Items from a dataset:
PR #180, opened 2026-08-08
fix: resolve relative Kimi Shell cd targets for telemetry worktree branches

hzcheng:
## Summary

A Kimi session operating in a worktree via `cd .worktree/...` showed the launch repo's branch (`main`) in the conversation telemetry forever. Root cause: the Shell `cd` mining only kept **absolute** targets, silently dropping every relative one. Verified against the installed kimi-cli source that the Shell tool is stateless per command (`cwd = session.work_dir`), so relative targets now resolve against the session working directory, chaining within a single command; `~` and `$VAR` forms stay unresolvable by design.

Also verified the other providers do **not** share the bug: Claude's per-record `cwd` follows the persistent shell (verified end-to-end on a real worktree session, resolves the worktree branch), and Codex reads explicit absolute `workdir` fields from exec records.

## Test plan

- [x] RED-first contract test (relative cd dropped → `main`), then GREEN
- [x] Newest-resolvable-wins fallthrough pinned (deleted newest worktree → next mined path)
- [x] Compiled adapter + real git resolver against the reported session: now resolves `fix/marketplace-compliance`
- [x] unit 686 / contract 783 / integration 387 / browser 170
- [x] `lint:ci`, `brand:check`, behavior contracts + capability audit
- [x] local install byte-verified

Contract: `CONVERSATION-TELEMETRY-001`.

## Skill harvest

Updated `.skills/developing-provider-conversation-adapters`: the Kimi Shell tool is stateless per command (cwd = session work_dir, source-verified) — durable provider knowledge for any future cwd-dependent parsing.

### DIFF
--- a/.skills/developing-provider-conversation-adapters/SKILL.md
+++ b/.skills/developing-provider-conversation-adapters/SKILL.md
@@ -37,7 +37,7 @@ Green self-authored fixtures alone are not evidence.
 
 | Provider | Session source | Subagents |
 |---|---|---|
-| Kimi | `<kimiHome>/sessions/<workdirHash>/<sessionUuid>/wire.jsonl` | `<sessionDir>/subagents/<id>/{meta.json,wire.jsonl}`; meta carries explicit `status` + `created_at` |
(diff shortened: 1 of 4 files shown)


hzcheng:
lgtm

TASK: From the entries above, return each line with the word "developing" in it.

ANSWER SECTION:
Updated `.skills/developing-provider-conversation-adapters`: the Kimi Shell tool is stateless per command (cwd = session work_dir, source-verified) — durable provider knowledge for any future cwd-dependent parsing.
--- a/.skills/developing-provider-conversation-adapters/SKILL.md
+++ b/.skills/developing-provider-conversation-adapters/SKILL.md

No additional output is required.